The U.S. dollar has been on a tear this year, rising 13% against the euro.
That's not just a dramatic move for two relatively stable currencies — it has also put the greenback close to an all-time high.
The euro declining against the dollar this year:
The euro has hit depths against the dollar not seen in more than a decade:
And it's not just the euro. The dollar has appreciated against major market currencies like the British pound (up over 6%) and emerging market currencies like the Brazilian real (up more than 22%).
The dollar has risen against the pound so far this year.
And has postively exploded upward against the Brazillian real.
This is great for Americans who want to buy stuff imported from Europe, or travel there.
But it has weighed on U.S. companies that are more dependent on selling things to overseas customers.
Software giant Oracle said Tuesday that its third-quarter revenue would have been 6% higher if currency values hadn't fluctuated.
Food conglomerate General Mills said today that sales for its international business fell by 7% in dollar terms, but rose by 6% if measured on a "constant currency" basis, which adjusts for swings in the dollar.
Swiss watchmaker Tag Heuer said today that it would cut prices between 7% and 13% in Switzerland, the U.S., China, and the U.K., in response to the strengthening Swiss Franc.
But the company, part of the French luxury conglomerate LVMH, said it wouldn't raise prices in Europe, Japan, or Singapore.
Abercrombie & Fitch said that three percentage points of its 14% crash in sales in its last quarter were due to exchange rates, some $39 million worth.

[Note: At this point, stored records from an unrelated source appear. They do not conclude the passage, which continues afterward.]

PR #477, opened 2025-08-01
Added a new field to simplify creating and rendering custom elements.

boringlily:
I have been handling a few different custom commands and didn't like having to create a type and data wrapper before passing it into the custom data. Since in most cases a numerical based ID will be used to differentiate between types of data I added an extra field to account for that by default to simplify construction of custom elements.

### DIFF
--- a/clay.h
+++ b/clay.h
@@ -512,6 +512,7 @@ CLAY__WRAPPER_STRUCT(Clay_FloatingElementConfig);
 typedef struct Clay_CustomElementConfig {
     // A transparent pointer through which you can pass custom data to the renderer.
     // Generates CUSTOM render commands.
+    uint32_t customCommandId;
     void* customData;
 } Clay_CustomElementConfig;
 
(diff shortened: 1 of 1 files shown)


nkorth:
Hmm, rather I was the one who misunderstood what you were suggesting. Sounds like you have custom elements which only require a single pointer to **existing** data (not a render-specific struct like Clay's RenderData?) In which case I agree, it does sound annoying to bother allocating/managing a bunch of tiny wrapper structs.

boringlily:
> Note that elements have also a `.userData` field. I'm using the `.customData` field to specify the type of custom element, and then put in `.userData` relevant rendering information.

The issue isn't that there isn't a way to pass the data I want through; I just don't like the idea of passing non-pointer data through a pointer. I know I could create some globals and pass those as the "Id" values, but that just feels way tooo tacky to me. But that is a good idea you suggest.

Why has the euro fallen so much? Most analysts point to the European Central Bank, which announced a €60 billion-a-month bond buying program in January as part of an effort to boost the continent's economy.

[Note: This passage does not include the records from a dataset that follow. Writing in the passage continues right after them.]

PR #480, opened 2025-08-08
[Renderers/Sokol] Text measurement/rendering width mismatch in sokol_clay

andrewmd5:
The text bounding box width was incorrect because the measurement function was using logical pixels while the rendering function was using physical pixels (scaled by DPI). This caused a mismatch where:

- sclay_measure_text() set font size and letter spacing without DPI scaling
- sclay_render() applied DPI scaling to both font size and letter spacing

All told the ECB is expected to buy €1.1 trillion worth of European government bonds, so yields are for those bonds are diving to incredibly low levels, meaning investors have to go elsewhere — namely the U.S. — for decent risk-free returns. Just look at the yield for Spain's 10-year bond versus the yield for the U.S. 10-year bond so far this year.

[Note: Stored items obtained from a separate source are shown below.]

PR #484, opened 2025-08-11
Added instructions for building examples

diraneyya:
The bulk of the instructions were generated using GitHub copilot which were tested and edited manually by me.


diraneyya:
I am happy with these instructions and I won't be putting any more effort or time into them.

The second major factor is the U.S. Federal Reserve. After wrapping up its own bond-buying program in October, the Fed is widely expected to suggest Wednesday that interest rates could begin rising as early as June.
Specifically, the Fed is expected to remove the line "patient in beginning to normalize the stance of monetary policy," from its policy statement.
The Fed has kept the interest rate it controls near zero since December 2008 in an effort to boost the economy. With wages beginning to pick up and unemployment comfortably below 6% (although there are no real signs of hastening inflation), many expect the Fed to begin "normalizing" monetary policy — i.e. raise rates — which could strengthen the dollar even more.